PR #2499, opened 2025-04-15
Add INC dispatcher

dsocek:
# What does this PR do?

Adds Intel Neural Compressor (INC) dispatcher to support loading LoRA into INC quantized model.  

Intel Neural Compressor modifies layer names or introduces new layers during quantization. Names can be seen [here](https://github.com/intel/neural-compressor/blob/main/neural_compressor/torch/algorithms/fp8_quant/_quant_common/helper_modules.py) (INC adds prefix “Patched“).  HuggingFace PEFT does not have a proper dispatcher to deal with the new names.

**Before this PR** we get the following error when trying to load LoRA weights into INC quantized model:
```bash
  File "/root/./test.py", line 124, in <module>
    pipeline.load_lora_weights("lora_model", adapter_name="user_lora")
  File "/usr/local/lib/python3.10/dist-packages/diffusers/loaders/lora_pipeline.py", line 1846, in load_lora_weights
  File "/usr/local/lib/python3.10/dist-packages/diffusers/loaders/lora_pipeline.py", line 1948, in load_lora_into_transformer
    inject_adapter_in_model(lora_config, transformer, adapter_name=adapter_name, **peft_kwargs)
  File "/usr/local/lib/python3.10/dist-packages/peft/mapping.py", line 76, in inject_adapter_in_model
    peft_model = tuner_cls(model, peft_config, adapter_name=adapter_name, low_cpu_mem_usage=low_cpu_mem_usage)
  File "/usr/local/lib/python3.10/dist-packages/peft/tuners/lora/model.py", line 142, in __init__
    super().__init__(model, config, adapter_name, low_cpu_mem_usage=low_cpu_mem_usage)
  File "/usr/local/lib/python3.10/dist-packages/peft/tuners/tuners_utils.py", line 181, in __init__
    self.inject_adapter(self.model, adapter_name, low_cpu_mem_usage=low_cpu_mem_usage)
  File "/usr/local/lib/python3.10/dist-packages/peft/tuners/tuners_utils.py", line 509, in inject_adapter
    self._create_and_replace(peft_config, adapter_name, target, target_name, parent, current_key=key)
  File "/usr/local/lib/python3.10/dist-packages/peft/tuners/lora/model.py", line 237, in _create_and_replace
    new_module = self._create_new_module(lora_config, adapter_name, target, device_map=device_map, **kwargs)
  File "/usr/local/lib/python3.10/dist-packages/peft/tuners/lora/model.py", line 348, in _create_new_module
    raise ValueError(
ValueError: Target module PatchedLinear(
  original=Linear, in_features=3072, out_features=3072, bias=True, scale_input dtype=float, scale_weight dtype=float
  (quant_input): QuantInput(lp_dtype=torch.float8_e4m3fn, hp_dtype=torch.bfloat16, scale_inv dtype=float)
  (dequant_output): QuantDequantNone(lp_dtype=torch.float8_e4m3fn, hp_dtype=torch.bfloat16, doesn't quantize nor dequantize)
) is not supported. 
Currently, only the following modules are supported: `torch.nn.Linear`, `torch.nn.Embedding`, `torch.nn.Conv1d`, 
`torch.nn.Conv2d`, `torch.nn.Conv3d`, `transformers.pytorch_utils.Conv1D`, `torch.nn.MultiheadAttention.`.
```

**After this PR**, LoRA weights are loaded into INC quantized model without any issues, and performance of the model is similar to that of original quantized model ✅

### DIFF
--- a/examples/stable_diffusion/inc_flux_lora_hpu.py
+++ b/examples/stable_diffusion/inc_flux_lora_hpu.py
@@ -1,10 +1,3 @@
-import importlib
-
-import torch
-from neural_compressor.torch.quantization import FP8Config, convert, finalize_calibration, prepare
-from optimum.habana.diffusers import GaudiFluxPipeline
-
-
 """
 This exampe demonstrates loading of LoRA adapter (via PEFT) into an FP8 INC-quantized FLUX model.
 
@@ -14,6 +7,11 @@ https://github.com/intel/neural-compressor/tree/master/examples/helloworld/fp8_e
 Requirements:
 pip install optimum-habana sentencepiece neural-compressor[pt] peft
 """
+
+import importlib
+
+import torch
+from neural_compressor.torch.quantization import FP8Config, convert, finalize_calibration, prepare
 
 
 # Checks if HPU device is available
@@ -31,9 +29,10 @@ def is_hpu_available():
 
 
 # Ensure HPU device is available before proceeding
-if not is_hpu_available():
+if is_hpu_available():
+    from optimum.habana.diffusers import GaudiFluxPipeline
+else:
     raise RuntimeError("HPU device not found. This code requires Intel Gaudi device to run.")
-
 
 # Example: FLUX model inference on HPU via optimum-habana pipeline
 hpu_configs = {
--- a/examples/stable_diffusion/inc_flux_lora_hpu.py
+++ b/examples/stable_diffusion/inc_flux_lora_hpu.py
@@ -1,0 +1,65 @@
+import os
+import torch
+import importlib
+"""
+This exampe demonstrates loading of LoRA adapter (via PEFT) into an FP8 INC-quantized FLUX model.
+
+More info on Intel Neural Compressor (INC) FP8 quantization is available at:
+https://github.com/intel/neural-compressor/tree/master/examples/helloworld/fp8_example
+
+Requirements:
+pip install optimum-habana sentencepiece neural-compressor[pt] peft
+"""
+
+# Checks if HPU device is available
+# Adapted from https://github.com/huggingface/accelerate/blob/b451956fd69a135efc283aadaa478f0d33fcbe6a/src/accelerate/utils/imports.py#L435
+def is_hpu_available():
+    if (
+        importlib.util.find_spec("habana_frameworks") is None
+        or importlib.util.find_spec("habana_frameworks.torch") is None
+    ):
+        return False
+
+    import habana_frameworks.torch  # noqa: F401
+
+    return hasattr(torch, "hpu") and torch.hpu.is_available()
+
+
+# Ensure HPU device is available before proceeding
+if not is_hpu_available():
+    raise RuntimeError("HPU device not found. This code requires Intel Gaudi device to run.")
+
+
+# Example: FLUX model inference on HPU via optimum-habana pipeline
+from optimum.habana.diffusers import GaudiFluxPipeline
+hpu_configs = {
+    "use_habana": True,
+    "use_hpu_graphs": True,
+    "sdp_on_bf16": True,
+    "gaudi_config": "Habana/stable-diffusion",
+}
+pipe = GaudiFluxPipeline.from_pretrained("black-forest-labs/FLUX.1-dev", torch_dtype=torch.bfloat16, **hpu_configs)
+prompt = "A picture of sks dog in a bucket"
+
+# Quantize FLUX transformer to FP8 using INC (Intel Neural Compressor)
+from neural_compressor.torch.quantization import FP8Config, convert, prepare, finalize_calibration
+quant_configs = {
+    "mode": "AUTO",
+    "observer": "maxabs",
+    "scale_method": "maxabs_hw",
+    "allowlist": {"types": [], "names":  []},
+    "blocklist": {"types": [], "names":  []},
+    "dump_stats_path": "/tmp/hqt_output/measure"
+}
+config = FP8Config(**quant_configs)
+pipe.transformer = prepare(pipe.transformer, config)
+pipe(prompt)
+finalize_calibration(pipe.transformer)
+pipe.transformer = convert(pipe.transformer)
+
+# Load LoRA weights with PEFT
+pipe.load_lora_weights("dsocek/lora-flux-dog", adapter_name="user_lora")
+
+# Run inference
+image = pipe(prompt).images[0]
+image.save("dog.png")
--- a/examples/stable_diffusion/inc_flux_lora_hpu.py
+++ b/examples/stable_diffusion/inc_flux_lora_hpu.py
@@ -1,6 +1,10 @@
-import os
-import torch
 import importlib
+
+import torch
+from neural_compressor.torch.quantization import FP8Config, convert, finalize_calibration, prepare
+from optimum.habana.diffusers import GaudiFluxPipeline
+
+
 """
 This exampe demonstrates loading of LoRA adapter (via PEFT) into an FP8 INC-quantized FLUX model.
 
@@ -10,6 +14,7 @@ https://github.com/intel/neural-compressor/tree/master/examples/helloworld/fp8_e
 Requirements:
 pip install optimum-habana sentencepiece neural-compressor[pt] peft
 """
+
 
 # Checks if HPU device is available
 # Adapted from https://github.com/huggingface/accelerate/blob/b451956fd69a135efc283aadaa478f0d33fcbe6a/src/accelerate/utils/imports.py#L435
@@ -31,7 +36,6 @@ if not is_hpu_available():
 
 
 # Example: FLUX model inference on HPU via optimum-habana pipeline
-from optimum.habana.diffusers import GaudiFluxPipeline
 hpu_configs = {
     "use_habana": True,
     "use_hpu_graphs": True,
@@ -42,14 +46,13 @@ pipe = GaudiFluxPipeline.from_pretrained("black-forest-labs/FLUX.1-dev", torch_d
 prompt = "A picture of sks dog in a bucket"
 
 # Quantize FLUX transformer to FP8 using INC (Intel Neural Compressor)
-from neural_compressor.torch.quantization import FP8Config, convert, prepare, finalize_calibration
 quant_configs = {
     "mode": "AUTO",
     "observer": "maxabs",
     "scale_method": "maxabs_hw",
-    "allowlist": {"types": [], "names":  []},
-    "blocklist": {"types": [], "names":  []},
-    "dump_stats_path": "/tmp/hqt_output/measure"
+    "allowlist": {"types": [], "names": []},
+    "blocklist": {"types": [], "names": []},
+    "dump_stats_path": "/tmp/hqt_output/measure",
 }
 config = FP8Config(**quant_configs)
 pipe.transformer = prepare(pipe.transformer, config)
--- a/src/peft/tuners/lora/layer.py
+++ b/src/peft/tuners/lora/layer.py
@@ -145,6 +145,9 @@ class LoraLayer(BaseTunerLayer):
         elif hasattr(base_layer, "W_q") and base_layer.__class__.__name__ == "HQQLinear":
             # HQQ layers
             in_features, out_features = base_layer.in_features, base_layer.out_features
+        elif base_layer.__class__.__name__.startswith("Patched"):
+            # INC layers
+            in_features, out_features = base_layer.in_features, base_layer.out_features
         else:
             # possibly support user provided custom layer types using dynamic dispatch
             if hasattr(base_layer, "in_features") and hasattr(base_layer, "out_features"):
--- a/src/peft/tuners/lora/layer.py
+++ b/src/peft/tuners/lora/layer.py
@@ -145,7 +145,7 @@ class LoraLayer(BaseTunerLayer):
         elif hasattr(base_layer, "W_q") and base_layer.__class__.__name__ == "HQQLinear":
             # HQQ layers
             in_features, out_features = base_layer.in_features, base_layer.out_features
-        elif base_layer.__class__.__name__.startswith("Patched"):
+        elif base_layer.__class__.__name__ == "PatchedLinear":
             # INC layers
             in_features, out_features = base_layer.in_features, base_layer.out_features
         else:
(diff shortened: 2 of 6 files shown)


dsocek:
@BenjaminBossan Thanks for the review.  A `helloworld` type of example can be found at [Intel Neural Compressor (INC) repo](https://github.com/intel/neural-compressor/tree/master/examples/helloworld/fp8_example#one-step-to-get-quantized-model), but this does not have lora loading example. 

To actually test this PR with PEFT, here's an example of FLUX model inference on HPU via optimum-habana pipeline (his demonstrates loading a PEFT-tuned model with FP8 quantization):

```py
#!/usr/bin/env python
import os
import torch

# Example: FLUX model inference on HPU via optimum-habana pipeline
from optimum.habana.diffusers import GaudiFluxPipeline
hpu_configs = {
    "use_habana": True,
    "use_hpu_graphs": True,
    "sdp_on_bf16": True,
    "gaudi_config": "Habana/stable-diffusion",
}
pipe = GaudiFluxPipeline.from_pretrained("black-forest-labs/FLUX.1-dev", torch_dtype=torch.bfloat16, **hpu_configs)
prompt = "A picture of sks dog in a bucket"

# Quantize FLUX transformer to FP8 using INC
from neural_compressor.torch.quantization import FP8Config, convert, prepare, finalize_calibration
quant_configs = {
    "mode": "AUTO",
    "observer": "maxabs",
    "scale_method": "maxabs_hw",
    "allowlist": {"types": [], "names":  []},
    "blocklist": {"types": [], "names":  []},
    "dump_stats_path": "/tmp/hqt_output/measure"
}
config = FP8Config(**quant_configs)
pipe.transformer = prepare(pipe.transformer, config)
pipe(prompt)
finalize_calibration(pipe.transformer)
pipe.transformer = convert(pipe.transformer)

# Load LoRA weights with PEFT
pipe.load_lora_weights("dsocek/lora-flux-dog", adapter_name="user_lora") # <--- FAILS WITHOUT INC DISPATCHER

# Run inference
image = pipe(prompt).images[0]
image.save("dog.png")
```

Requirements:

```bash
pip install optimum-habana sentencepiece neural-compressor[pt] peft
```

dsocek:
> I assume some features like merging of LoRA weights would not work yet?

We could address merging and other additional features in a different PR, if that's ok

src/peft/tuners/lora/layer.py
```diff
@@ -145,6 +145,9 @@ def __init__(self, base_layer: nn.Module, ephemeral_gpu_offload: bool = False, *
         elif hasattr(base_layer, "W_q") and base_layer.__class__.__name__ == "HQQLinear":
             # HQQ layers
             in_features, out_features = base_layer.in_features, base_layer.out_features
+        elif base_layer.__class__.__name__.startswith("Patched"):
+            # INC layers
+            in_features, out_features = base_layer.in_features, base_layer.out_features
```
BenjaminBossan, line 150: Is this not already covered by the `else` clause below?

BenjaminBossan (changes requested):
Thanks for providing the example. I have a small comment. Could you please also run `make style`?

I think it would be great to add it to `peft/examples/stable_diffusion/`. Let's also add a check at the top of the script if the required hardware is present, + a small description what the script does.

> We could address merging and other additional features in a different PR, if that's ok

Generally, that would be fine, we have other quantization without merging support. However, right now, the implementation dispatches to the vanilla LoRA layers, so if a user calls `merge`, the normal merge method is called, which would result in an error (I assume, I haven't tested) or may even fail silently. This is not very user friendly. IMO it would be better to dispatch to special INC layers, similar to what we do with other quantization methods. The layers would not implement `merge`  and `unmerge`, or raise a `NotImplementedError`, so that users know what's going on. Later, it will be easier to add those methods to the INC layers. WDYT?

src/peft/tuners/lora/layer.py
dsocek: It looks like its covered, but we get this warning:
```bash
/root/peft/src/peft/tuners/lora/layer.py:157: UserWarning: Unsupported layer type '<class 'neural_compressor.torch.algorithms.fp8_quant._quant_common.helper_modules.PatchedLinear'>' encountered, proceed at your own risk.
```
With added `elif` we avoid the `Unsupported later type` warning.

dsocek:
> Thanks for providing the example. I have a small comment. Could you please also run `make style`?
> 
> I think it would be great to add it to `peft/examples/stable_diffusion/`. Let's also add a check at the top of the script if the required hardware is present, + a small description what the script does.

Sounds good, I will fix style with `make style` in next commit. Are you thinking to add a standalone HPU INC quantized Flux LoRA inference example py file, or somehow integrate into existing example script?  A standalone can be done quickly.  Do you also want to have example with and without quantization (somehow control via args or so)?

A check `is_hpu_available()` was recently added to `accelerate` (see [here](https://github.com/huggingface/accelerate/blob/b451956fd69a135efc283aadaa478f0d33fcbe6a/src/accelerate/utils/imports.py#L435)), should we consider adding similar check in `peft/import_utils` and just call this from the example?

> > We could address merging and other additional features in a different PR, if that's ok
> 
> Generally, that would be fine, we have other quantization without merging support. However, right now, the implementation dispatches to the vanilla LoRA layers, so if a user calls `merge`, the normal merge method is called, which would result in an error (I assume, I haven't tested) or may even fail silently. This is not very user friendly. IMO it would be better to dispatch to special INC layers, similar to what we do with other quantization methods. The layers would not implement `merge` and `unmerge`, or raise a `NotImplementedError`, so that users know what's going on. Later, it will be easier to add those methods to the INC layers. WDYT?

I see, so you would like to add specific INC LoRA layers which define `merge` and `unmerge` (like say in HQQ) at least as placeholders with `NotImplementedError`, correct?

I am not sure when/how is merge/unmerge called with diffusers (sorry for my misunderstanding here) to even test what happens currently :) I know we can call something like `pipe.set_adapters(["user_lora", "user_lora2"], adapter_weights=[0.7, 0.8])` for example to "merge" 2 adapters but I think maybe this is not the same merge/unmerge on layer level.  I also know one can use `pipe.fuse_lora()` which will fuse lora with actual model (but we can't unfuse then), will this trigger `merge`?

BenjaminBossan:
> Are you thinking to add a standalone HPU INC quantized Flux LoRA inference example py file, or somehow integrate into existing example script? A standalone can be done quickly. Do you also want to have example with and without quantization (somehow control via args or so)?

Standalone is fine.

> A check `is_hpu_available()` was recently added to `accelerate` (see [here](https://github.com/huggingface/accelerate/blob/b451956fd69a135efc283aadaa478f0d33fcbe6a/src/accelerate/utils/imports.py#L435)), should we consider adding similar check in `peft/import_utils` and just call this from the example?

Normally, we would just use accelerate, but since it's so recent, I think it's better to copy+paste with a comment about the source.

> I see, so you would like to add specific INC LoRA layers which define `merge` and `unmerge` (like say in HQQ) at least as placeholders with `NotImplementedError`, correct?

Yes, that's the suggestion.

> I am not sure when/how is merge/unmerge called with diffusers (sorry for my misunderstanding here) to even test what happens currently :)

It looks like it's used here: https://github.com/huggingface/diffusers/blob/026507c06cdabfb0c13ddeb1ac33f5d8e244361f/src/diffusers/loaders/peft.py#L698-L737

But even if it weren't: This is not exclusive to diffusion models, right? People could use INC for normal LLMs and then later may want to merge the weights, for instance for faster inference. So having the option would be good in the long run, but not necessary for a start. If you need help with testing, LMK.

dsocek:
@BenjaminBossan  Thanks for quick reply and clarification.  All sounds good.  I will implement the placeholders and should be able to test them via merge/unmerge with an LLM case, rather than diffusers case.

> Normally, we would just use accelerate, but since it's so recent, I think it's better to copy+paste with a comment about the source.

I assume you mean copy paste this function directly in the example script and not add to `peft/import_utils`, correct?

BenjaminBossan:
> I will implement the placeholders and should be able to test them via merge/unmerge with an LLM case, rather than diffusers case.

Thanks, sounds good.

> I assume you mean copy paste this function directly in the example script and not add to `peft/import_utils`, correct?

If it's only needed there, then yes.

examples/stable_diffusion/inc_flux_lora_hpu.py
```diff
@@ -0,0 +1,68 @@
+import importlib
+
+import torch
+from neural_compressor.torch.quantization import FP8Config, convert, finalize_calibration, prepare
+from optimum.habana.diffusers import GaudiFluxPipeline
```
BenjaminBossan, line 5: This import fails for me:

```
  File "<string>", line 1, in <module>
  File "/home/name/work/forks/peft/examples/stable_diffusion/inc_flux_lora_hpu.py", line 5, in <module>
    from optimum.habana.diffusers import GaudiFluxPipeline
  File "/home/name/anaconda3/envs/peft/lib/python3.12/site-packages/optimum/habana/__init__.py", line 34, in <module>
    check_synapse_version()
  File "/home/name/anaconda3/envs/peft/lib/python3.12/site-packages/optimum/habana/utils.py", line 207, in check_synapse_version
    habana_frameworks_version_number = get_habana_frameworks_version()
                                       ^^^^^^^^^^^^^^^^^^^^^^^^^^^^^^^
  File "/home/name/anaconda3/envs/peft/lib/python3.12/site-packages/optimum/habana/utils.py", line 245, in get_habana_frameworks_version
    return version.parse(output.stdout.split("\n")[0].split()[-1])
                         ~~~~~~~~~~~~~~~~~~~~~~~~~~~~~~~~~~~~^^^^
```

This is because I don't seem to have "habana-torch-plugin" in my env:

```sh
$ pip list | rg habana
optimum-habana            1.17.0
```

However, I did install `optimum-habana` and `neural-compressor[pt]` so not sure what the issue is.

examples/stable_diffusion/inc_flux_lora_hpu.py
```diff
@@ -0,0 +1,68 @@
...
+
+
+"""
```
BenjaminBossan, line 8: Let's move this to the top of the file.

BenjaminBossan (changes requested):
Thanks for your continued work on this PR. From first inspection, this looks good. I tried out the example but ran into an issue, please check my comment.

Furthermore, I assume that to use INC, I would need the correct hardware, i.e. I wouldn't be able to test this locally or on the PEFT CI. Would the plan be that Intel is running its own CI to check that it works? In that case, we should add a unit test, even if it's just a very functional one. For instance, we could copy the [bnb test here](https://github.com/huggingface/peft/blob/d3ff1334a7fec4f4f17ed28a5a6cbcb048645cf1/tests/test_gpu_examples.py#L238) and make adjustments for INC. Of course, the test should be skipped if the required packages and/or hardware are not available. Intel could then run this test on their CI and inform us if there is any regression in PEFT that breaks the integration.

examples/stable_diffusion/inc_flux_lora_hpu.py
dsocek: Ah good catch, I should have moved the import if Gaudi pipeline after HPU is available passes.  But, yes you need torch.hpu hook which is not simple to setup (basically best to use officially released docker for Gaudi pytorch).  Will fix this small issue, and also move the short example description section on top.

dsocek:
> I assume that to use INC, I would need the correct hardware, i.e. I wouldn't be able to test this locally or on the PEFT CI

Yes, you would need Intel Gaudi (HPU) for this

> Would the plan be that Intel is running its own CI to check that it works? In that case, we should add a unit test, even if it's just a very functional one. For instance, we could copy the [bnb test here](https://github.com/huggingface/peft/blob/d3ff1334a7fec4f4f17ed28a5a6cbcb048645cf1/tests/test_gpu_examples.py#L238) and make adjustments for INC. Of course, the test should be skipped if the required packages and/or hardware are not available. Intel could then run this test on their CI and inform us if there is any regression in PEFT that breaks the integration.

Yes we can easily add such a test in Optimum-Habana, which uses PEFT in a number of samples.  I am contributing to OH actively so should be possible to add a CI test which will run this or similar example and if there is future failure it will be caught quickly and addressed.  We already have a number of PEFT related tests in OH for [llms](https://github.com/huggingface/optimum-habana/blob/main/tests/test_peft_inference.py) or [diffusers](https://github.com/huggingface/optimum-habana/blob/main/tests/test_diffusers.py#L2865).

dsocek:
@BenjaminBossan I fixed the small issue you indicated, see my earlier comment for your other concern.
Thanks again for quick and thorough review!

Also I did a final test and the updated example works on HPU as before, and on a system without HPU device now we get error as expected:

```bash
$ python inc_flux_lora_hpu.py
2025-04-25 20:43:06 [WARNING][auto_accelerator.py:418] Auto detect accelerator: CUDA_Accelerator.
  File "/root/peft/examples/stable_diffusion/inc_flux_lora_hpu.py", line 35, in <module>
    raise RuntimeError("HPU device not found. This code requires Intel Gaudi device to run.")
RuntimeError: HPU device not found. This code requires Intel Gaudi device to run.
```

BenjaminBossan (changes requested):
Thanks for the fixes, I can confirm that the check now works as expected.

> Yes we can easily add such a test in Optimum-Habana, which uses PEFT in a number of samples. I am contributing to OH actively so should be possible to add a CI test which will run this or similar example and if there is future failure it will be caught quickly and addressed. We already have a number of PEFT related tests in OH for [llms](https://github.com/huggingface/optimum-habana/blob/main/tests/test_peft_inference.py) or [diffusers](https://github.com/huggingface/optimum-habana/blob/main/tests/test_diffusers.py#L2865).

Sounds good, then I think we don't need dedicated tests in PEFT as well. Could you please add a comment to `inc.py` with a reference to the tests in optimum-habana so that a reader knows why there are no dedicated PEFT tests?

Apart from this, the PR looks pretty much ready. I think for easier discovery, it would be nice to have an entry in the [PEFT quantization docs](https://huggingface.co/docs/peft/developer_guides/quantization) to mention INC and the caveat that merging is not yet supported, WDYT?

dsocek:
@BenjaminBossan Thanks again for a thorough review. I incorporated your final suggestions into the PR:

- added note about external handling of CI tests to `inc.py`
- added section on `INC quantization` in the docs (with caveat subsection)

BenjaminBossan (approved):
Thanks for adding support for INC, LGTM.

- - -

» WHAT YOU ARE ASKED TO DO
Take each line above that contains "happens" and copy it out.

» RESULT OF THE TASK
I am not sure when/how is merge/unmerge called with diffusers (sorry for my misunderstanding here) to even test what happens currently :) I know we can call something like `pipe.set_adapters(["user_lora", "user_lora2"], adapter_weights=[0.7, 0.8])` for example to "merge" 2 adapters but I think maybe this is not the same merge/unmerge on layer level.  I also know one can use `pipe.fuse_lora()` which will fuse lora with actual model (but we can't unfuse then), will this trigger `merge`?
> I am not sure when/how is merge/unmerge called with diffusers (sorry for my misunderstanding here) to even test what happens currently :)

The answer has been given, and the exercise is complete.